一些关于Kafka的理解,和踩到的坑。
Kafka简述
(待补)
遇到的问题
Leader election during rolling update.
Observation
Kafka cluster在rolling update的时候收到request,会返回一个exception
:
1 | org.apache.kafka.common.errors.NotLeaderForPartitionException: This server is not the leader for that topic-partition.. Going to request metadata update now |
Kafka log:
1 | WARN [org.apache.kafka.clients.producer.internals.Sender] [Producer clientId=<client-id>] Got error produce response with correlation id <id> on topic-partition <partition-id>, retrying (9 attempts left). Error: NOT_LEADER_FOR_PARTITION |
求:如何避免?如何解决?
Analysis
通过触发底层配置更新,Kafka cluster会进行rolling update。在update过程中,当roll到原先的leader时,集群会出现一个没有leader、需要重新选举的状态。
在这个进行选举的时间间隙里面,整个集群确实是一个无leader状态,所以会报错。
Proposal
Kafka提供了集群内部的retry机制,调用方法是配置ProducerConfig.RETRIES_CONFIG
和ProducerConfig.RETRY_BACKOFF_MS_CONFIG
。

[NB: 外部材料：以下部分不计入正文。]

PR #3488, opened 2022-02-22
Crowdfund finetuning

dennisreimann:
WIP to address #3461. Requires input from @dstrukt to continue.

PR #3806, opened 2022-06-01
Updates Crowdfund & POS Modal

dstrukt:
Originally posted in https://github.com/btcpayserver/btcpayserver/pull/3488, but felt it was probably best to extract to it's own PR to be merged after the changes from #3488 have been made.

## Modal 
- [x] Updates modal title (went with Add/Create Item instead as it's used for both POS/CF)
- [x] Breaks price/currency into new line
- [x] Adds configured currency (USD, etc..) to the input field (@dennisreimann might need help with this one)
- [x] Adds Image Url to Image label
- [x] Moves additional label for `Inventory` & `ID` to the helper text line

This one is a bit trickier.
Remove the "Buy Button Text" field .. We should just default to "Pay" for the Point of Sale, not sure this even applies to the Crowdfund ... but this might be a bit controversial or cause conflicts with people who utilize this feature. I can see why it's utilized, but feels a bit unnecessary imo.

Edit: opted not to remove.

Screen Shot 2022-05-29 at 7 06 25 PM

Additionally, we could add a preview as well, but not sure how feasible the whole feature is technically, outside of simple Input field -> Preview JS mapping. cc @dennisreimann 

With Updates:
Screen Shot 2022-05-31 at 6 13 23 PM

### DIFF
--- a/BTCPayServer/Controllers/UIAppsController.Crowdfund.cs
+++ b/BTCPayServer/Controllers/UIAppsController.Crowdfund.cs
@@ -25,7 +25,7 @@ namespace BTCPayServer.Controllers
 
         [Authorize(Policy = Policies.CanModifyStoreSettings, AuthenticationSchemes = AuthenticationSchemes.Cookie)]
         [HttpGet("{appId}/settings/crowdfund")]
-        public IActionResult UpdateCrowdfund(string appId)
+        public async Task<IActionResult> UpdateCrowdfund(string appId)
         {
             var app = GetCurrentApp();
             if (app == null)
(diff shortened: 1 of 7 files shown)


dennisreimann:
Rebased and added the currency.

grafik

Also improve dthe currency input on the edit view.

grafik

dstrukt:
Beautiful, and yes, I'm glad you were able to get the currency input as well .. will be nice to update that component and have it's functionality cover all view!

Thank you - this one is ready to go!

cc @NicolasDorier @Kukks

PR #3815, opened 2022-06-03
Add Refunds list to Invoice details page

Kukks:
(this is missing the refunded badge and progress as I have another PR that makes this easier to compute to show)
image


dstrukt:
love it!

Kukks:
Another change I did in this PR is that I separated the Invoice info, product info, buyer info and pos data into separate columns. Also, when there is no info for that column, it is not shown. This has made the scrolling heigh of the page shorter. Thoughts @dstrukt @dennisreimann?

dennisreimann (approved):
tACK. I like, this is also a good preparation for the bigger redesign of that page, which @dstrukt is planning.

Issue #3803, opened 2022-05-31
Creating a `Payment Request` should redirect you to the list view upon creation


dstrukt:
Similar to `Pull Payments`, `Invoices`, etc.. to be consistent.

However, currently when you first create one it keeps you back on the "Update/Edit" view.

An additional consideration is should it also take you back to the List view when you're editing an existing Payment Request...? I would think so.

rustywave:
Is anyone working on this yet? If not I can try

rustywave:
#3821 

Both "Create" and "Edit" actions redirect to list view upon creation now. Also updated the success notification message to reflect which action was taken.

rustywave:
Not complete, need to review tests first

dstrukt:
I don't believe anyone is working on it, thanks for picking it up.. will review when the PR is ready!

rustywave:
> I don't believe anyone is working on it, thanks for picking it up.. will review when the PR is ready!

Done, thanks! I left some notes for clarity on the unit tests.

pavlenex:
Done in https://github.com/btcpayserver/btcpayserver/pull/3825

PR #3821, opened 2022-06-04
Creating and editing a payment request now redirects to list view upon completion #3803

rustywave:
Both actions use the same method. Also updated notification message to reflect create or edit action.

image


rustywave:
Closing first, need to check tests

PR #3823, opened 2022-06-05
Minor tweak to Payout UI

dstrukt:
Had to keep tweaking it :) 

Currently, I've removed the `.border` class, but still want to change the `.bg-tile` to the equivalent of `var(--btcpay-neutral-800);` but wasn't sure which bootstrap class would be best to use cc @dennisreimann?

Will make that change based on your suggestion, rebase, and submit for approval.

Will ideally look like this:

Screen Shot 2022-06-05 at 4 43 06 AM

### DIFF
--- a/BTCPayServer/wwwroot/main/bootstrap/bootstrap.css
+++ b/BTCPayServer/wwwroot/main/bootstrap/bootstrap.css
@@ -10922,6 +10922,15 @@ input[type="number"].hide-number-spin {
   -moz-appearance: textfield;
 }
 
+/* custom bg and border classes */
+.bg-medium {
+  background-color: var(--btcpay-body-bg-medium);
+}
+
+.border-medium {
+  border-color: var(--btcpay-body-border-medium);
+}
+
 /* set color for text on background */
 .bg-primary {
   color: var(--btcpay-primary-text);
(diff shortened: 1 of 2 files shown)


dennisreimann (approved):
Done :)

dstrukt:
Nice, LGTM.

Thanks @dennisreimann!

BTCPayServer/wwwroot/main/bootstrap/bootstrap.css
```diff
@@ -10922,6 +10922,15 @@ input[type="number"].hide-number-spin {
   -moz-appearance: textfield;
 }
 
+/* custom bg and border classes */
```
Kukks, line 10925: Are you sure about adding things to this file? Isn't this file going to be overwritten once we update bootstrap?

Kukks (changes requested):

BTCPayServer/wwwroot/main/bootstrap/bootstrap.css
dennisreimann: These are additions to the Bootstrap file we append as part of the design system build process. So all is good here.

PR #5357, opened 2023-09-27
Email Rules: Require either recipients or customer email option

### LINKED ISSUE #5345: [Bug]: Email rules, Recipients required even if "send mail to buyer"?

BTCPay 1.11.5-rc1

docker

### What happened?

On the Email Rules page you have the option "Send the email to the buyer, if email was provided to the invoice" 

I wonder if we should make the above "Recipients" field non-required if the option is checked (and do not send any mail if there is no buyer email available) otherwise you will always send a copy to yourself which could be kinda anoying with lots of invoices.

附上官方JavaDoc:
1 | private static final String RETRIES_DOC = "Setting a value greater than zero will cause the client to resend any record whose send fails with a potentially transient error." |
除了集群内部的retry,正如上文JavaDoc所说,还可以在client端进行resend。
Other issue
其实这件事还没有解决,即便是internal retry + client resend,还是有可能会出现报错导致request写不进去的情况,目前解决办法是。。。继续增加客户端resend的次数!

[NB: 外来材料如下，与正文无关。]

PR #5360, opened 2023-09-28
Invoice: Unify status display and functionality

dennisreimann:
Consolidates the invoice status display and functionality (mark setted or invalid) across the dashboard, list and details pages.

## Dashboard

dashboard

## List

list

## Details

details

detals

### Before

grafik

PR #5362, opened 2023-09-28
Invoice: Improve payment details

### LINKED ISSUE #5207: [Bug]: Overpaid shows amount in all cryptocurrencies, not just the one which was used to pay with

Running 1.11.0

Lunanode docker

### What happened?

When an invoice is paid with Monero and overpaid, it shows correctly amount paid, due, but not overpaid for BTC:

image

There was NO overpayment in BTC, so it should say 0 on that line.

Same thing happens vice versa, when overpaid in BTC, it shows the amount in Monero as well:

image

Happens when multiple cryptocurrencies are accepted and there is an overpayment

### Relevant log output

_No response_

### What browser do you use?

_No response_

### Additional information

_No response_

dennisreimann:
Clearer description and display, especially for overpayments:

- Makes overpayment case more prominent and adds a sentence about the total excess amount if more than one payment method was used, which addresses the initial issue.
- Highlights paid and overpaid amounts.
- Displays Total Due value per payment method.
- Omits Still Due column if the invoice is fully paid.
- Omits overpaid/paid values for payment methods that weren't used.  
- Hides Rates column if there's no fiat rate.

Closes #5207.

## Before

before

## In List Table

grafik

## Regular invoice, no overpayment

grafik

### DIFF
--- a/BTCPayServer.Tests/ThirdPartyTests.cs
+++ b/BTCPayServer.Tests/ThirdPartyTests.cs
@@ -298,7 +298,7 @@ retry:
             var fetcher = new RateFetcher(factory);
             var provider = new BTCPayNetworkProvider(ChainName.Mainnet);
             var b = new StoreBlob();
-            string[] temporarilyBroken = { "UGX" };
+            string[] temporarilyBroken = { "COP", "UGX" };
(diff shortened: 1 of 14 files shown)


dennisreimann:
This will also play nicely with #5360.

PR #5363, opened 2023-09-29
Reporting: Improve rounding and display

### LINKED ISSUE #5193: [Bug]: Reporting: rounding and output issue

BTCPay 1.11.0-rc4

docker

### What happened?

**1. Rounding issue:**
total of lightning address seems to have a rounding isssue 
image

**2. Formatting issue**
Here the 0,00000001 are output as 1e-8 which also ends up in the CSV export. Imo we should enforce decimals here so it is consistent and not make the consumer of the export handle formatting of the values? 
image

**3. Inconsistency / clarification on "products sold" export:**
image

1)  products sold:
"sold" a bit misleading as it shows unconfirmed invoices with status new? (or maybe do not show state new at all here?)

2) state + quantity:
state "new" is ok if it should be shown at all, in this case but the quantity is not, there are 3 rooibos sells open 

3) raw data:
also misses the other new invoices, seems to only count it once per product?

To discuss/decide:
question is if new invoices should be shown at all;

also if e.g. 2 rooibos invoices expire and others are not the state "expired" is not shown at all, only state "new"; unsure if all states should be there or only a few? 

**4. CSV output thoughts (maybe non-issues)**
Currently the CSV output does not put strings into quotes and uses `,` as a separator. 
```
Date,InvoiceId,OrderId,PaymentType,PaymentId,Confirmed,Address,Crypto,CryptoAmount,NetworkFee,LightningAddress,Currency,CurrencyAmount,Rate
2023-03-31 12:15:51,STyQudaVQJDvzGepwmcMGs,729,On-Chain,72a2dfc9b5418663b2bfea1bc48aa24173948aead47bcd2c7821a89143a007d6-1,true,mwX1BypzYcFtfNMy3X1oquTtP7HPQWrjZh,BTC,0.00036571,0,,USD,10.19,27863>
2023-03-31 01:55:36,7J7hGs29id2BaY5TdBC5B4,731,On-Chain,04cc6904ed14c78a1b7418ac68fe633477bcb08a0d68c7eadfbdd073c7818bee-0,true,mks8bxfePzaUD8xAXYFzwBRewy8H4iVeVn,BTC,0.00071459,0,,USD,19.98,27960>
2023-06-27 08:54:24,JPqugmiUdQPtor7g4KLQjk,,Lightning,4b4953cc3ece9a6d0d6b64798d8bc7bbf3f35268a484fc3bca9ff00900a98239,true,,BTC,1e-8,0,test@testnet.demo.btcpay.tech,USD,0.00031,30718
2023-06-27 08:54:28,Mca5izZambMnamQBwKrDHT,,Lightning,5340bb680f7de19e25ddd373f014b33afcc5e7c29c03d5258ea36fe86f1bfbf8,true,,BTC,0.00196674,0,test@testnet.demo.btcpay.tech,USD,60.41,30718

```

First, no `"` for strings could cause issues if your product name on Products sold output has `,` in it as it would be interpreted as sparator if there is no automatic escaping happening on the export.

Second, using `,` as separator maybe problematic if big fiat values such as 10,000.30 could cause problems. This is a non issue if the export escapes the output or does no amercan style amout formatting at all. But maybe less error prone to use a `;` as separator? 

In new reporting feature

### Relevant log output

_No response_

### What browser do you use?

_No response_

### Additional information

_No response_

dennisreimann:
Sums up and displays the amount values according to the currencies divisibility. 

Fixes #5193.

## Example

grafik


NicolasDorier:
I refactored the code:
1. Make the JSON for amount smaller
2. Always format with the invariant format (12345.00 not 12,345.00)

PR #5372, opened 2023-10-04
Greenfield: allow delete user by email too

Kukks:


dennisreimann (approved):
utACK, the [docs already include it](https://docs.btcpayserver.org/API/Greenfield/v1/#operation/Users_DeleteUser) like this.

PR #5388, opened 2023-10-11
Fix pay report

Kukks:


NicolasDorier:
I added 11 digits precision for lightning.

PR #5391, opened 2023-10-11
POS Cart: Horizontal scrollable filters

### LINKED ISSUE #5255: [POS] Horizontal scrollable filters on mobile
Takes up a considerable amount of space when there are more than 4-8 filters, and could hypothetically cover the whole screen with 12(?)+. Additionally, with search + keyboard, an item is barely visible as well.

We should consider a horizontal scrolling filter implementation OR potentially a dropdown/drawer selector if the horizontal scroller proves to be too finicky on a mobile browser.

IMG_0613

dennisreimann:
In case the list of categories is too long, we make the list scrollable instead of displaying them stacked.

scrollable

Closes #5255.


dstrukt (approved):
Looks great!

tACK on Desktop Chrome, FF & mobile iOS Safari & Chrome.

Have an old Android phone i've been meaning to dig out for more testing on the mobile app side as well.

It is Likely That The Consumer Was Kicked Out Of The Group
Observation
Offset commit cannot be completed since the consumer is not part of an active group for auto partition assignment; it is likely that the consumer was kicked out of the group
先贴几个别人的文章
KAFKA Says: It is Likely That The Consumer Was Kicked Out Of The Group | Hacker Noon
kafka 0.10.1一些使用经验 - 简书 (jianshu.com)
INVALID_FETCH_SESSION_EPOCH
Observation
一台新装好的机器,放个一两天之后就用不了了,报错如下
[org.apache.kafka.clients.FetchSessionHandler] [Consumer clientId=xxxxxxxxxxxxxxxxxx-a2c15833-af73-4c69-a515-652d42fa6da1-StreamThread-1-consumer, groupId=xxxxxxxxxxxxxxxxxxxx] Node 1 was unable to process the fetch request with (sessionId=866458856, epoch=3657): INVALID_FETCH_SESSION_EPOCH.
Analysis
网上一堆互相复制粘贴的博文说直接升版本。垃圾信息。